◆ WHAT IS BEING ASKED:
Every line below between the one holding "runtime capability surfaces." and the one holding "Post-merge verification: the", inclusive, should be copied exactly, and no other line.

◆ TASK INPUTS:
# # # #
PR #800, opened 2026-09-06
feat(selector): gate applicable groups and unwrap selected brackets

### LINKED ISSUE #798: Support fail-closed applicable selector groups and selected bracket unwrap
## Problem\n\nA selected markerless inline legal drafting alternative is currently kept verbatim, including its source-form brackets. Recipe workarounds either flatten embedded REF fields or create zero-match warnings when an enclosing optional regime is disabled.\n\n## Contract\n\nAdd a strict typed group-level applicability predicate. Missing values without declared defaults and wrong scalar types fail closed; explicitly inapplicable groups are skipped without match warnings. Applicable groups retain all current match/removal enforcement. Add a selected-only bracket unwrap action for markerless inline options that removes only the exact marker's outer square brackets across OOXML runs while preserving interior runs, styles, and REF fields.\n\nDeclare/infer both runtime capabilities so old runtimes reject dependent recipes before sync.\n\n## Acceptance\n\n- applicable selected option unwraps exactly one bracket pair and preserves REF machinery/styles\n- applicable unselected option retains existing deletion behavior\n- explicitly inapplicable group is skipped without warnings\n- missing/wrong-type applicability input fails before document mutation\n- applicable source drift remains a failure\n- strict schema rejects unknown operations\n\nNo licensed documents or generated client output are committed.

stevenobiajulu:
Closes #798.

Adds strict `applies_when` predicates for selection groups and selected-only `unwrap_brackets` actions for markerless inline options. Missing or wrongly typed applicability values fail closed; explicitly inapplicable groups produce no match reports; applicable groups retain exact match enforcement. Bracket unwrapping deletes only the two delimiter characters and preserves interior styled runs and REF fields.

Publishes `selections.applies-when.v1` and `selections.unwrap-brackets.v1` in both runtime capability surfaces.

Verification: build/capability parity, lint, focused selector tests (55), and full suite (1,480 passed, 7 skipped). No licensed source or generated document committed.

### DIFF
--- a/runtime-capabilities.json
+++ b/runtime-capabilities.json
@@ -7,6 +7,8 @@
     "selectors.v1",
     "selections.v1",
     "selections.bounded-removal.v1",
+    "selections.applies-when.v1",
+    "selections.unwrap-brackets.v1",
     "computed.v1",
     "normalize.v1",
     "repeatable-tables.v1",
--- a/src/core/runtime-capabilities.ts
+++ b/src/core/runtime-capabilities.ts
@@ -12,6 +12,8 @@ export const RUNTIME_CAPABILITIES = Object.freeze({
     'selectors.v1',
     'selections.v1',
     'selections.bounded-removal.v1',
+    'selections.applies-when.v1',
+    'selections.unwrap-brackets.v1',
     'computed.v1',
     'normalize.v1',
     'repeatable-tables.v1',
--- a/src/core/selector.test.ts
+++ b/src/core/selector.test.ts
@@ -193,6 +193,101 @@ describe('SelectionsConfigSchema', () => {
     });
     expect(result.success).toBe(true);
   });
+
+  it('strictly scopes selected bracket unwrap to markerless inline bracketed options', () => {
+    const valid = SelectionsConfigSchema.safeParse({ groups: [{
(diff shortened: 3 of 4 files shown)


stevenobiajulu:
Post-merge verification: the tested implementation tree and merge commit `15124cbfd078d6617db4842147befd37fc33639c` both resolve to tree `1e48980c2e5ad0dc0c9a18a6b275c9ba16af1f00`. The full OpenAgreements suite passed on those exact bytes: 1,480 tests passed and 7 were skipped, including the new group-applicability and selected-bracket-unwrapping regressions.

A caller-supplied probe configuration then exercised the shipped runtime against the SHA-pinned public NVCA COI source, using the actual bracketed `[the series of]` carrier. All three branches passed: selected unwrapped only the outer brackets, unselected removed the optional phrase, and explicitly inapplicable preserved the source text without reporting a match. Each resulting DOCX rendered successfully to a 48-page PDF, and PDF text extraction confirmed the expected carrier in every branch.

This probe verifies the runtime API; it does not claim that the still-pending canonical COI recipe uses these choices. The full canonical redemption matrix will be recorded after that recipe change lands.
# # # #
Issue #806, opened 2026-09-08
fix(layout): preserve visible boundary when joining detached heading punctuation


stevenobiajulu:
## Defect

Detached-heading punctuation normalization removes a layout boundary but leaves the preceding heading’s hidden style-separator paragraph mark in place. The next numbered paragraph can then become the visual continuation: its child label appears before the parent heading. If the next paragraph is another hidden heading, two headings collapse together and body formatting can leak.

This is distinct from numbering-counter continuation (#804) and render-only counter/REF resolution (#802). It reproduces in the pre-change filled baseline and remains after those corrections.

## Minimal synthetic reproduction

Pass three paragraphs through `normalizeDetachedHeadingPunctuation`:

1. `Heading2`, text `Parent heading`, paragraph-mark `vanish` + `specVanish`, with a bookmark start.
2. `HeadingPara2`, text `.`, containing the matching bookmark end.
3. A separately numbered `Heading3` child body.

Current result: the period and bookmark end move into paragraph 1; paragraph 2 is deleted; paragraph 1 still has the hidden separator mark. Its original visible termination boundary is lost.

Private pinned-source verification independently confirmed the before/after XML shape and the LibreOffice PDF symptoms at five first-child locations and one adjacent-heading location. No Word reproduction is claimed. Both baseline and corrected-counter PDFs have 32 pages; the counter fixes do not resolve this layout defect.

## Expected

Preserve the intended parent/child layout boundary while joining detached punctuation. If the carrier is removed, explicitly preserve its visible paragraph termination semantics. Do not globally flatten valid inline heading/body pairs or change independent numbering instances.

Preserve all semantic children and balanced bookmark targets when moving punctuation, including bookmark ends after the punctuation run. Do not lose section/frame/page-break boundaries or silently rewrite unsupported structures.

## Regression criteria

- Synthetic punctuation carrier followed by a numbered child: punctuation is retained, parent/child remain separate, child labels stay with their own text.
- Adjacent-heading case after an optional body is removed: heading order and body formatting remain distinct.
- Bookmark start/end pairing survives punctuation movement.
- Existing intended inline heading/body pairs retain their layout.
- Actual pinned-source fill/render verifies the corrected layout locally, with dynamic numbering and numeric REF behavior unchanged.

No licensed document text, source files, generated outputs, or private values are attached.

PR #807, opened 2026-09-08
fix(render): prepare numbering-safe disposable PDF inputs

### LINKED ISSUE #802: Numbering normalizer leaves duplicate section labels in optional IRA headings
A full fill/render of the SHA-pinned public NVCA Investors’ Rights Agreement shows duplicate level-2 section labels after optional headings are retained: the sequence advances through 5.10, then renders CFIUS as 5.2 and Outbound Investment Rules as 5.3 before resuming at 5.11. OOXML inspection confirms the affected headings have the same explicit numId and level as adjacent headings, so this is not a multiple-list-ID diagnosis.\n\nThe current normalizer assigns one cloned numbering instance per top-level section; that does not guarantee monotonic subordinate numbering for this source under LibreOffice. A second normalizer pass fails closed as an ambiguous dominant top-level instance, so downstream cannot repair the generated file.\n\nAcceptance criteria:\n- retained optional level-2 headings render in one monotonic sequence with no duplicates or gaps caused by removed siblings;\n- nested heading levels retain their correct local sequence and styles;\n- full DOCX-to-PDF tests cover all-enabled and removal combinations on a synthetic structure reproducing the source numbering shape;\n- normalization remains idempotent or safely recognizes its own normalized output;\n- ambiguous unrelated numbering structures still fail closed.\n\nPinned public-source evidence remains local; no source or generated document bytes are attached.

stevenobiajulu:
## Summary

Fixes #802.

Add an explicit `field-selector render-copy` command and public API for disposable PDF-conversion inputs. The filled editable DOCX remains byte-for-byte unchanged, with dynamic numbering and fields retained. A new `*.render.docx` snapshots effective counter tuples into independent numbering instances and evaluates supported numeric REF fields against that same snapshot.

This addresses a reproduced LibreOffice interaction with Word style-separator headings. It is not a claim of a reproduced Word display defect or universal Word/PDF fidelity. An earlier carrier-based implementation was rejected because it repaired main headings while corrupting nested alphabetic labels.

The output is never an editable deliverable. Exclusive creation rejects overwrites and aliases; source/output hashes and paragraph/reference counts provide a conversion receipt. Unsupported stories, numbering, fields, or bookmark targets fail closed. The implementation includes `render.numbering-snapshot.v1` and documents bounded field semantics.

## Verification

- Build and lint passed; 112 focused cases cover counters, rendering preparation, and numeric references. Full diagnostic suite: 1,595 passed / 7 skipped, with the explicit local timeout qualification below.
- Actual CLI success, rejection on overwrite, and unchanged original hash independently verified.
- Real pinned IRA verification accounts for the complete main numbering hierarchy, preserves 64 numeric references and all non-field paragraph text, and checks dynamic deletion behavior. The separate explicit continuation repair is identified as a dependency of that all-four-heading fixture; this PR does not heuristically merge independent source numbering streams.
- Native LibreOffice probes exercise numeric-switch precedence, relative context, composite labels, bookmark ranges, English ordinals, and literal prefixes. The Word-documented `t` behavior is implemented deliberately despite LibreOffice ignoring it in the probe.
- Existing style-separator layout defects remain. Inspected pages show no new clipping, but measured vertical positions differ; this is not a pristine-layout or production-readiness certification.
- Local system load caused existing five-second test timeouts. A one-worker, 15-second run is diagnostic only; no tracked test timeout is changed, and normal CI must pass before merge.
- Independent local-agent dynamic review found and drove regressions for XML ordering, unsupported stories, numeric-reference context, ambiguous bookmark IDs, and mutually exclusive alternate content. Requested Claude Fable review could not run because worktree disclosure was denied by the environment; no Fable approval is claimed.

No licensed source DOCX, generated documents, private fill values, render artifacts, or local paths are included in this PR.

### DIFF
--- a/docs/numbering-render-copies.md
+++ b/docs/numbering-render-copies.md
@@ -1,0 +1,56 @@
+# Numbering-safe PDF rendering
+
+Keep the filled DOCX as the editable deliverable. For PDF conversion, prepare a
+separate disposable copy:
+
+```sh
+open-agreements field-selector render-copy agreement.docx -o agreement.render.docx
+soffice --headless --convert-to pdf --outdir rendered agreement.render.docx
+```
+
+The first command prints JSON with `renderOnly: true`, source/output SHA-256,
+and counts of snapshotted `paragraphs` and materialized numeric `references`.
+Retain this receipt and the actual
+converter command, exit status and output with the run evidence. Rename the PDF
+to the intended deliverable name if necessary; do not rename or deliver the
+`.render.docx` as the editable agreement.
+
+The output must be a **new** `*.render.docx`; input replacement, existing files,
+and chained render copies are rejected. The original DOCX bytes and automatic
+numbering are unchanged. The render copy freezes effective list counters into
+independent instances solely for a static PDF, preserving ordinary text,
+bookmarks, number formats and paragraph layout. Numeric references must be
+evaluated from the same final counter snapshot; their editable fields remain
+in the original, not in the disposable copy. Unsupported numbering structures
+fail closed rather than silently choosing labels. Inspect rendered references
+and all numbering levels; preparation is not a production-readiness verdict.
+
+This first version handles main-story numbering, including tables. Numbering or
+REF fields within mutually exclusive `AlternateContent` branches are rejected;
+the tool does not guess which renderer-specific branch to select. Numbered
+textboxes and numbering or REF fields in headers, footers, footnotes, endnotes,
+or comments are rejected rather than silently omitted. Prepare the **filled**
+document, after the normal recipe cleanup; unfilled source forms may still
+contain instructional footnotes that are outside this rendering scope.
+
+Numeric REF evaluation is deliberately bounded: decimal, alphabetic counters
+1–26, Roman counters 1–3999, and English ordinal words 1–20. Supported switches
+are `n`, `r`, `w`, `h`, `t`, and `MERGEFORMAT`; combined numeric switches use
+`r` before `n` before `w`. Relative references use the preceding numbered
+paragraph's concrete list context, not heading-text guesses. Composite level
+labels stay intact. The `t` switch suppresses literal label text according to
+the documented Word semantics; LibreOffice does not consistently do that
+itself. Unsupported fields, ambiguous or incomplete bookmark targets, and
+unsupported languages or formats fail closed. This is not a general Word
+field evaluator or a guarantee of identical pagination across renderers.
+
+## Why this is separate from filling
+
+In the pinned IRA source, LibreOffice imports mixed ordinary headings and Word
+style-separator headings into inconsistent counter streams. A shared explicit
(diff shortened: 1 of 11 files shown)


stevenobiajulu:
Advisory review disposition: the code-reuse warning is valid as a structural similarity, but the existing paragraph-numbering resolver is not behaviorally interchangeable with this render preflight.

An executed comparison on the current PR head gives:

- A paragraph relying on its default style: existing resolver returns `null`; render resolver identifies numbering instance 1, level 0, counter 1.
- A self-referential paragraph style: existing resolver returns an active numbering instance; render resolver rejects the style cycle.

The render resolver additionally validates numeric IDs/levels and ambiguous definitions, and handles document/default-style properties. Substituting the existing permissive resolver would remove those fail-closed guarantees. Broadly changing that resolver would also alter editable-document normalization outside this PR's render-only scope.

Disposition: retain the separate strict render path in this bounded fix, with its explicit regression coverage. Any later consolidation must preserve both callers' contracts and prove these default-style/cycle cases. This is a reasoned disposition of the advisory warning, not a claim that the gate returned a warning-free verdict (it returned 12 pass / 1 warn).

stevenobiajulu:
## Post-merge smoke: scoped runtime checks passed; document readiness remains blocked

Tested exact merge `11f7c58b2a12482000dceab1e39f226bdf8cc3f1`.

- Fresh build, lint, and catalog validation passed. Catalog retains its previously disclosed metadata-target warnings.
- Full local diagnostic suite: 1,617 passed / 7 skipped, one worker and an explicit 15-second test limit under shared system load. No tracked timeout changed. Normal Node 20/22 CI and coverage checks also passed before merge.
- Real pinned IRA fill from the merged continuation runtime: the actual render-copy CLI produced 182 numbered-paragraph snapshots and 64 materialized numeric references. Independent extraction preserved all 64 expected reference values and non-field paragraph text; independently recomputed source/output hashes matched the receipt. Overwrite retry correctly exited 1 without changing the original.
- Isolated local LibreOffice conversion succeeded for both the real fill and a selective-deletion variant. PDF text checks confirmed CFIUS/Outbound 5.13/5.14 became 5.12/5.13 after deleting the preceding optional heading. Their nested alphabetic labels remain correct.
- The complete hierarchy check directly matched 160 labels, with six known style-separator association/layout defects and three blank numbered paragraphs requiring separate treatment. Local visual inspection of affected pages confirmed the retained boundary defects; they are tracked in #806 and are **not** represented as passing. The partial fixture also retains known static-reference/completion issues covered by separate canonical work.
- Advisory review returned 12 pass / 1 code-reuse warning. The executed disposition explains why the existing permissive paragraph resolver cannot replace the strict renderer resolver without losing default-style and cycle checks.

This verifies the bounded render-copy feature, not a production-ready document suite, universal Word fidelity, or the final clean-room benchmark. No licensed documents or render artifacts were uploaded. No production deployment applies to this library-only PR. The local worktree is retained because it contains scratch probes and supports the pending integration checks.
# # # #
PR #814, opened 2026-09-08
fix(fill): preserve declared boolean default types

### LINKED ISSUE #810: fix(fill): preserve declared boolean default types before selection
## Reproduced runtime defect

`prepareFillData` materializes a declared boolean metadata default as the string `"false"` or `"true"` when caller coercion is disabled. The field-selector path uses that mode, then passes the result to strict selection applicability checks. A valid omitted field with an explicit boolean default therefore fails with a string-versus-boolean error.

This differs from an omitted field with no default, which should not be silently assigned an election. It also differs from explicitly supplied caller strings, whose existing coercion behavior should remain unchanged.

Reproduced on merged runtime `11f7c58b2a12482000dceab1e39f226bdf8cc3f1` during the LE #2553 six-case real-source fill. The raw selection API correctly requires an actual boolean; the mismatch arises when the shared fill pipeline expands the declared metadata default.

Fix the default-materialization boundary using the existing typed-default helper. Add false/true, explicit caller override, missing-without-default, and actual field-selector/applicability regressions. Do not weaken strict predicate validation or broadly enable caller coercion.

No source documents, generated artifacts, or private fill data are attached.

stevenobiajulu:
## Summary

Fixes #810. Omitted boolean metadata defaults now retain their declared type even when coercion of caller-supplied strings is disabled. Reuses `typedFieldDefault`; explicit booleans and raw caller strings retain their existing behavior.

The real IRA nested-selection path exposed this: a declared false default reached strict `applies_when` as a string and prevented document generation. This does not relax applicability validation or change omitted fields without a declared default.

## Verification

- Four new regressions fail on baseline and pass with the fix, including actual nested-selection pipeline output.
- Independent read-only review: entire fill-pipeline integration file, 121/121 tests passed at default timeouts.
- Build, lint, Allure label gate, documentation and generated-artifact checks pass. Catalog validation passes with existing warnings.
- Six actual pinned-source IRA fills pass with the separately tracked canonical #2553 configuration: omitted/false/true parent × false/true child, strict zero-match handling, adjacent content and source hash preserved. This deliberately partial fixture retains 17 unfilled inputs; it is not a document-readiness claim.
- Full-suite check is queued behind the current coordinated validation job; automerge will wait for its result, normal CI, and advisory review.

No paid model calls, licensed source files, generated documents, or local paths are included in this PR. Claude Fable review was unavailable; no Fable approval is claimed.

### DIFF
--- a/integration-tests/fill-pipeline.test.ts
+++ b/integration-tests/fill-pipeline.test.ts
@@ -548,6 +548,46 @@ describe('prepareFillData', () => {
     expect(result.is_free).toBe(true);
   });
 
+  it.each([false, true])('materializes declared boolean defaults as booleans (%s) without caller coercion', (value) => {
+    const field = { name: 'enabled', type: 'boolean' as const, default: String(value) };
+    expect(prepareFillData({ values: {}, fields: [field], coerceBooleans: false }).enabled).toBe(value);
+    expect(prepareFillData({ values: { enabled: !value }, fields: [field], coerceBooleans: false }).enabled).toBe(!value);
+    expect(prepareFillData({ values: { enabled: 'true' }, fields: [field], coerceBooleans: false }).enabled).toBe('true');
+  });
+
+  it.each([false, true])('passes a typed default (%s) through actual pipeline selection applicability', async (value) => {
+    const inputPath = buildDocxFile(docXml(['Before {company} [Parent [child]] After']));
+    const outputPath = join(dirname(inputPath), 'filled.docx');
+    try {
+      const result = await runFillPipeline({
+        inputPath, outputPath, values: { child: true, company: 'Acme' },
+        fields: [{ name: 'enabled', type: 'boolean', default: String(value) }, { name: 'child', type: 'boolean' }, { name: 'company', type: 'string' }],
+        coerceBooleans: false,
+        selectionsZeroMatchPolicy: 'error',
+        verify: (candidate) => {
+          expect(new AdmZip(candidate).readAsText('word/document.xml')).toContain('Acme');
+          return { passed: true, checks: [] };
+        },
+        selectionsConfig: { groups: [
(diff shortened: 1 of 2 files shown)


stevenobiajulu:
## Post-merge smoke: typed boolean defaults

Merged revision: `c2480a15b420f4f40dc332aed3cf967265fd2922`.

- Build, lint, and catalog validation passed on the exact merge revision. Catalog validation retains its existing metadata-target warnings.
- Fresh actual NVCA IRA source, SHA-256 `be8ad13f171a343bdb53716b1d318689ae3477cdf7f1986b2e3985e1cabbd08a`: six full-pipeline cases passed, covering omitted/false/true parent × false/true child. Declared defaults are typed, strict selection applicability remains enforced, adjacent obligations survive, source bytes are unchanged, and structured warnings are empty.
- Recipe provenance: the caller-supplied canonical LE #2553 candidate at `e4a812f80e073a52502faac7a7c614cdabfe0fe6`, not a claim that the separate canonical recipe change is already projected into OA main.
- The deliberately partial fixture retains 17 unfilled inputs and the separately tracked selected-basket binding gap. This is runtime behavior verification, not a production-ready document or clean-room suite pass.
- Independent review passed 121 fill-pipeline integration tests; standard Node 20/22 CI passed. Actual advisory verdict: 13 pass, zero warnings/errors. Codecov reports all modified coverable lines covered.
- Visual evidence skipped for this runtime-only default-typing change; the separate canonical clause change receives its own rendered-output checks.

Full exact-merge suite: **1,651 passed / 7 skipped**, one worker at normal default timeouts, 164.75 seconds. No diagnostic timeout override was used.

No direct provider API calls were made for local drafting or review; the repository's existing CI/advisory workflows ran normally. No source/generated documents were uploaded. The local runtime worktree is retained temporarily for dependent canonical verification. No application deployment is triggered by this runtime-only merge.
# # # #
◆ SOLUTION TO THIS EXERCISE:
Publishes `selections.applies-when.v1` and `selections.unwrap-brackets.v1` in both runtime capability surfaces.

Verification: build/capability parity, lint, focused selector tests (55), and full suite (1,480 passed, 7 skipped). No licensed source or generated document committed.

### DIFF
--- a/runtime-capabilities.json
+++ b/runtime-capabilities.json
@@ -7,6 +7,8 @@
     "selectors.v1",
     "selections.v1",
     "selections.bounded-removal.v1",
+    "selections.applies-when.v1",
+    "selections.unwrap-brackets.v1",
     "computed.v1",
     "normalize.v1",
     "repeatable-tables.v1",
--- a/src/core/runtime-capabilities.ts
+++ b/src/core/runtime-capabilities.ts
@@ -12,6 +12,8 @@ export const RUNTIME_CAPABILITIES = Object.freeze({
     'selectors.v1',
     'selections.v1',
     'selections.bounded-removal.v1',
+    'selections.applies-when.v1',
+    'selections.unwrap-brackets.v1',
     'computed.v1',
     'normalize.v1',
     'repeatable-tables.v1',
--- a/src/core/selector.test.ts
+++ b/src/core/selector.test.ts
@@ -193,6 +193,101 @@ describe('SelectionsConfigSchema', () => {
     });
     expect(result.success).toBe(true);
   });
+
+  it('strictly scopes selected bracket unwrap to markerless inline bracketed options', () => {
+    const valid = SelectionsConfigSchema.safeParse({ groups: [{
(diff shortened: 3 of 4 files shown)


stevenobiajulu:
Post-merge verification: the tested implementation tree and merge commit `15124cbfd078d6617db4842147befd37fc33639c` both resolve to tree `1e48980c2e5ad0dc0c9a18a6b275c9ba16af1f00`. The full OpenAgreements suite passed on those exact bytes: 1,480 tests passed and 7 were skipped, including the new group-applicability and selected-bracket-unwrapping regressions.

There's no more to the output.